PR #389, opened 2022-04-10
Levpopov direct gpio split fix

kdb424:
Rebased #373 and rebased to pass test.

### DIFF
--- a/kmk/scanners/native_keypad_scanner.py
+++ b/kmk/scanners/native_keypad_scanner.py
@@ -1,7 +1,6 @@
 import keypad
 
-from kmk.matrix import DiodeOrientation, KeyEvent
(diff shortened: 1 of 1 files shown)


xs5871 (approved):
Thank you very much, that was quick.

kmk/scanners/native_keypad_scanner.py
```diff
@@ -1,6 +1,7 @@
 import keypad
 
-from kmk.scanners import DiodeOrientation, Scanner
```
kdb424, line 3: Just wanted to make sure this is correct @xs5871

kdb424:
@xs5871 I don't think the ping worked in the line comment. Wanted to make sure you were notified of that concern before I merge.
————————
YOUR INSTRUCTIONS:
Print the line that contains "(diff shortened: 1 of 1 files shown)" and each line after it up to the end of the listing, exactly as written.

PROBLEM SOLUTION:
(diff shortened: 1 of 1 files shown)


xs5871 (approved):
Thank you very much, that was quick.

kmk/scanners/native_keypad_scanner.py
```diff
@@ -1,6 +1,7 @@
 import keypad
 
-from kmk.scanners import DiodeOrientation, Scanner
```
kdb424, line 3: Just wanted to make sure this is correct @xs5871

kdb424:
@xs5871 I don't think the ping worked in the line comment. Wanted to make sure you were notified of that concern before I merge.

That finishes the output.